**WHAT IS REQUIRED:** Go through the records line by line from the top and repeat each one exactly, ending with the line that contains "-6,14 +6,15 @@ namespace Shouldly.Tests.ShouldContain".
*** INFORMATION GIVEN ***
Issue #221, opened 2015-04-12
ShouldContainWithoutWhitespace message generator


JakeGinnivan:
Current:

```
Shouldly.ShouldAssertException : 
    ex.Message
        should contain without whitespace
    "Should not throw System.RankException but does
Additional Info:
Some additional context"
        but does not
```

It should have the actual message as well to make diagnosing the issue easier

urig:
How do I reproduce this?

urig:
Would it be acceptable to go:

    throw new ShouldAssertException(new ExpectedShouldlyMessage(ex, customMessage).ToString());

Instead of:

    throw new ShouldAssertException(new ExpectedShouldlyMessage(ex.GetType(), customMessage).ToString());

Here: https://github.com/shouldly/shouldly/blob/master/src/Shouldly/ShouldStaticClasses/ShouldThrowTaskExtensions.cs#L173 ? (and on line 169 naturally)

JakeGinnivan:
I explained it badly, it is not the Should.Throw methods, it is the `ShouldContainWithoutWhitespace` method. We use that method to verify others, I was writing tests for the Should.Throw method.

```
Shouldly.ShouldAssertException : 
    ex.Message
        should contain without whitespace
    "<expected>"
        but does not
```

Maybe something like:

```
Shouldly.ShouldAssertException : 
    ex.Message
        should contain without whitespace
    "<expected>"
        but
    "<actual>"
        does not
```

urig:
I'm afraid I still don't quite get what you're specifying here. Can we have a quick chat about it [here](https://gitter.im/urig/shouldly) sometime?

PR #230, opened 2015-04-20
Issues/221    should contain without whitespace message generator

urig:
For https://github.com/shouldly/shouldly/issues/221

### DIFF
--- a/src/Shouldly.Tests/ShouldContain/EmptyArrayScenario.cs
+++ b/src/Shouldly.Tests/ShouldContain/EmptyArrayScenario.cs
@@ -6,14 +6,15 @@ namespace Shouldly.Tests.ShouldContain
     {
         protected override void ShouldThrowAWobbly()
         {
-            new int[0].ShouldContain(1, "Some additional context");
+            var target = new int[0];
+            target.ShouldContain(1, "Some additional context");
         }
 
         protected override string ChuckedAWobblyErrorMessage
         {
             get
             {
-                return "new int[0] should contain 1 but was actually" +
+                return "target should contain 1 but was actually" +
                         "[]"  +
                        "Additional Info:" +
                        "Some additional context";
--- a/src/Shouldly.Tests/ShouldContain/EmptyArrayScenario.cs
+++ b/src/Shouldly.Tests/ShouldContain/EmptyArrayScenario.cs
@@ -13,7 +13,8 @@ namespace Shouldly.Tests.ShouldContain
         {
             get
             {
-                return "new int[0] should contain 1 but does not" +
+                return "new int[0] should contain 1 but was actually" +
+                        "[]"  +
                        "Additional Info:" +
                        "Some additional context";
             }
--- a/src/Shouldly.Tests/ShouldContain/LongStringScenario.cs
+++ b/src/Shouldly.Tests/ShouldContain/LongStringScenario.cs
@@ -4,21 +4,27 @@ namespace Shouldly.Tests.ShouldContain
 {
     public class LongStringScenario : ShouldlyShouldTestScenario
     {
+        protected string target = new string('a', 110) + "zzzz";
+
         protected override void ShouldThrowAWobbly()
         {
-            var longString = new string('a', 110) + "zzzz";
-            longString.ShouldContain("fff");
+            target.ShouldContain("fff");
         }
 
         protected override string ChuckedAWobblyErrorMessage
         {
-            get { return "longString should contain \"fff\" but was actually \"aaaaaaaaaaaaaaaaaaaaaaaaaaaaaaaaaaaaaaaaaaaaaaaaaaaaaaaaaaaaaaaaaaaaaaaaaaaaaaaaaaaaaaaaaaaaaaaaaaaa\""; }
+            //
+            get
+            {
+                return "target should contain \"fff\" " +
+                       "but was actually \"aaaaaaaaaaaaaaaaaaaaaaaaaaaaaaaaaaaaaaaaaaa" +
+                       "aaaaaaaaaaaaaaaaaaaaaaaaaaaaaaaaaaaaaaaaaaaaaaaaaaaaaaaaa\"";
+            }
         }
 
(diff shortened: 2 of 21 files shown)


src/Shouldly.Tests/ShouldContain/LongStringScenario.cs
```diff
@@ -12,7 +12,7 @@ protected override void ShouldThrowAWobbly()
 
         protected override string ChuckedAWobblyErrorMessage
         {
-            get { return "longString should contain \"fff\" but does not"; }
+            get { return "longString should contain \"fff\" but was actually \"aaaaaaaaaaaaaaaaaaaaaaaaaaaaaaaaaaaaaaaaaaaaaaaaaaaaaaaaaaaaaaaaaaaaaaaaaaaaaaaaaaaaaaaaaaaaaaaaaaaa\""; }
```
JakeGinnivan: We should have a max length on this. `But was "aaaaaaaaaaaaaaaaaaaaaaaaaaa....`. we should use the same length as elsewhere

src/Shouldly.Tests/ShouldContain/EmptyArrayScenario.cs
```diff
@@ -13,7 +13,8 @@ protected override string ChuckedAWobblyErrorMessage
         {
             get
             {
-                return "new int[0] should contain 1 but does not" +
```
JakeGinnivan: We should extract the actual into a variable, that way when looking at these exceptions it makes sense why the actual is printed again?

src/Shouldly/ChuckedAWobbly.cs
```diff
@@ -2,6 +2,7 @@
 
 namespace Shouldly
 {
+    [Obsolete]
```
JakeGinnivan: Maybe add a comment in to say it has been left for compability reasons. The other thing which makes me nervous about removing this when/if we next bump major is that it's internal, so people would be accessing via reflection if they are using it and will not receive build warnings.

JakeGinnivan:
Thanks @urig. there are just a few small things but looks great overall

urig:
I'll get on these and will ping you when done.

src/Shouldly.Tests/ShouldContain/LongStringScenario.cs
urig: Not really sure what you mean here. Can you elaborate? Maybe be open a dedicated issue and send it my way? Tx

src/Shouldly.Tests/ShouldContain/EmptyArrayScenario.cs
urig: @JakeGinnivan I've just updated my branch with this. Most tests have a new member called 'target' that is used in both passing and failing scenarios.

src/Shouldly.Tests/ShouldContain/LongStringScenario.cs
JakeGinnivan: Say we have:

```
var longstring = "@Shouldly is an assertion framework which focuses on giving great error messages when the assertion fails while being simple and terse.

This is the old Assert way:

Assert.That(contestant.Points, Is.EqualTo(1337));

For your troubles, you get this message, when it fails:

Expected 1337 but was 0

How it Should be:

contestant.Points.ShouldBe(1337);

Which is just syntax, so far, but check out the message when it fails:

contestant.Points should be 1337 but was 0

It might be easy to underestimate how useful this is. Another example, side by side:

Assert.That(map.IndexOfValue("boo"), Is.EqualTo(2));    // -> Expected 2 but was 1
map.IndexOfValue("boo").ShouldBe(2);                    // -> map.IndexOfValue("boo") should be 2 but was 1

Shouldly uses the code before the ShouldBe statement to report on errors, which makes diagnosing easier.

Read more about Shouldly and it's features at http://docs.shouldly-lib.net/";

longString.ShouldContain("aaaa"); // fails
```
That entire string will be dumped into the output, making it really hard to read. Having a max length on the string we put in the exception message will make it better

urig: So here: https://github.com/shouldly/shouldly/blob/master/src/Shouldly/ShouldlyExtensionMethods/ShouldBe/StringContainsTestExtensions.cs#L55 I can use `actual.clip(100)` just like here: https://github.com/shouldly/shouldly/blob/master/src/Shouldly/ShouldlyExtensionMethods/ShouldBe/StringContainsTestExtensions.cs#L40 ?

JakeGinnivan: Yep exactly

urig:
@JakeGinnivan Done: Now clipping ShouldNotContain 'actual' string at 100 chars (with trailing ellipsis). Re-enabled unit test for ShouldNotContain LongString scenario. Kindly review :)

src/Shouldly.Tests/ShouldContain/StringContainsStringScenario.cs
```diff
@@ -4,19 +4,21 @@ namespace Shouldly.Tests.ShouldContain
 {
     public class StringContainsStringScenario : ShouldlyShouldTestScenario
     {
+        protected string target = "Shouldly is legendary";
+
         protected override void ShouldThrowAWobbly()
         {
-            "Shouldly is legendary".ShouldContain("legend-wait for it-dary");
+            target.ShouldContain("legend-wait for it-ary");
```
JakeGinnivan: ha, nice catch

src/Shouldly/ChuckedAWobbly.cs
```diff
@@ -2,6 +2,7 @@
 
 namespace Shouldly
 {
+    [Obsolete("This class is only kept here for backwards compatibility. Please use ShouldAssertException instead.")]
```
JakeGinnivan: I think we can drop this, the class was internal so the only use would have been via reflection meaning no one but us will get build warnings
*** End of INFORMATION GIVEN ***
**OUTPUT BELOW:**
Issue #221, opened 2015-04-12
ShouldContainWithoutWhitespace message generator


JakeGinnivan:
Current:

```
Shouldly.ShouldAssertException : 
    ex.Message
        should contain without whitespace
    "Should not throw System.RankException but does
Additional Info:
Some additional context"
        but does not
```

It should have the actual message as well to make diagnosing the issue easier

urig:
How do I reproduce this?

urig:
Would it be acceptable to go:

    throw new ShouldAssertException(new ExpectedShouldlyMessage(ex, customMessage).ToString());

Instead of:

    throw new ShouldAssertException(new ExpectedShouldlyMessage(ex.GetType(), customMessage).ToString());

Here: https://github.com/shouldly/shouldly/blob/master/src/Shouldly/ShouldStaticClasses/ShouldThrowTaskExtensions.cs#L173 ? (and on line 169 naturally)

JakeGinnivan:
I explained it badly, it is not the Should.Throw methods, it is the `ShouldContainWithoutWhitespace` method. We use that method to verify others, I was writing tests for the Should.Throw method.

```
Shouldly.ShouldAssertException : 
    ex.Message
        should contain without whitespace
    "<expected>"
        but does not
```

Maybe something like:

```
Shouldly.ShouldAssertException : 
    ex.Message
        should contain without whitespace
    "<expected>"
        but
    "<actual>"
        does not
```

urig:
I'm afraid I still don't quite get what you're specifying here. Can we have a quick chat about it [here](https://gitter.im/urig/shouldly) sometime?

PR #230, opened 2015-04-20
Issues/221    should contain without whitespace message generator

urig:
For https://github.com/shouldly/shouldly/issues/221

### DIFF
--- a/src/Shouldly.Tests/ShouldContain/EmptyArrayScenario.cs
+++ b/src/Shouldly.Tests/ShouldContain/EmptyArrayScenario.cs
@@ -6,14 +6,15 @@ namespace Shouldly.Tests.ShouldContain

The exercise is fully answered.